Work order:
Filter the listing and keep only the lines with the word "import".

Dataset content:
===
PR #2227, opened 2019-11-05
Fix not to push context multiple times when notifying multiple…

minwoox:
…tLogListener

Motivation:
We push `(Client|Service)RequestContext` to thread local before calling `RequestLogListener.onRequestLog()`.
When there are multiple `RequestLogListener`s, we push the context every time before calling `onRequestLog`.
This could be a problem when a user sets an expensive hook using `ctx.onEnter()`. So we should fix to just push once.

Modification:
- Push context only once before notifying multiple listeners

Result:
- Better performance

### DIFF
--- a/core/src/main/java/com/linecorp/armeria/common/logging/RequestLogListenerInvoker.java
+++ b/core/src/main/java/com/linecorp/armeria/common/logging/RequestLogListenerInvoker.java
@@ -62,7 +62,7 @@ public final class RequestLogListenerInvoker {
                 }
                 try {
                     listener.onRequestLog(log);
-                } catch (Exception e) {
+                } catch (Throwable e) {
                     logger.warn("onRequestLog() failed with an exception:", e);
                 }
             }
--- a/core/src/main/java/com/linecorp/armeria/common/logging/RequestLogListenerInvoker.java
+++ b/core/src/main/java/com/linecorp/armeria/common/logging/RequestLogListenerInvoker.java
@@ -16,6 +16,8 @@
 
 package com.linecorp.armeria.common.logging;
 
+import static java.util.Objects.requireNonNull;
+
 import org.slf4j.Logger;
 import org.slf4j.LoggerFactory;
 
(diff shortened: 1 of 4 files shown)


core/src/test/java/com/linecorp/armeria/common/logging/RequestLogListenerInvokerTest.java
```diff
@@ -0,0 +1,51 @@
...
+        final ServiceRequestContext ctx = ServiceRequestContextBuilder.of(HttpRequest.of(HttpMethod.GET, "/"))
+                                                                      .build();
+        ctx.onEnter(c -> counter.incrementAndGet());
+        final RequestLog log = ctx.log();
+
+        log.addListener(l -> { /* no-op */ }, RequestLogAvailability.REQUEST_END);
+        log.addListener(l -> { /* no-op */ }, RequestLogAvailability.REQUEST_END);
+        ctx.logBuilder().endRequest();
+
+        await().until(() -> counter.get() == 1);
```
anuraaga: Do we need awaitility / sleep? These callbacks should all run directly.

minwoox: No need. Have implemented without much thinking. 😅 Let me fix that, thanks!

core/src/main/java/com/linecorp/armeria/common/logging/RequestLogListenerInvoker.java
```diff
@@ -34,12 +36,38 @@
...
+        requireNonNull(listeners, "listeners");
+        requireNonNull(log, "log");
+        if (listeners.length == 0) {
+            return;
+        }
+
+        try (SafeCloseable ignored = log.context().push()) {
+            for (RequestLogListener listener : listeners) {
+                if (listener == null) {
+                    continue;
```
trustin: Shouldn’t this be `break`?

core/src/test/java/com/linecorp/armeria/common/logging/RequestLogListenerInvokerTest.java
```diff
@@ -0,0 +1,46 @@
...
+        final ServiceRequestContext ctx = ServiceRequestContextBuilder.of(HttpRequest.of(HttpMethod.GET, "/"))
+                                                                      .build();
+        ctx.onEnter(c -> counter.incrementAndGet());
+        final RequestLog log = ctx.log();
+
+        log.addListener(l -> { /* no-op */ }, RequestLogAvailability.REQUEST_END);
+        log.addListener(l -> { /* no-op */ }, RequestLogAvailability.REQUEST_END);
+        ctx.logBuilder().endRequest();
+
+        assertThat(counter.get()).isOne();
```
trustin: Should we add a test case that makes sure the counter stays at 0 when there are no listeners to notify?

core/src/main/java/com/linecorp/armeria/common/logging/RequestLogListenerInvoker.java
minwoox: I thought either way is fine because the listener can be `null`. But let me change that. 😄

core/src/test/java/com/linecorp/armeria/common/logging/RequestLogListenerInvokerTest.java
minwoox: Let me add one. Thanks!

core/src/main/java/com/linecorp/armeria/common/logging/RequestLogListenerInvoker.java
trustin: If `listener` cannot be `null`, you could remove the `if` completely.

trustin: But it still seems to me that `listener` can be `null`, according to `removeSatisfiedListeners()`.

minwoox: Ah yes, didn't read code carefully. 😅

minwoox:
Thanks for reviewing!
===
Expected output:
+import static java.util.Objects.requireNonNull;
 import org.slf4j.Logger;
 import org.slf4j.LoggerFactory;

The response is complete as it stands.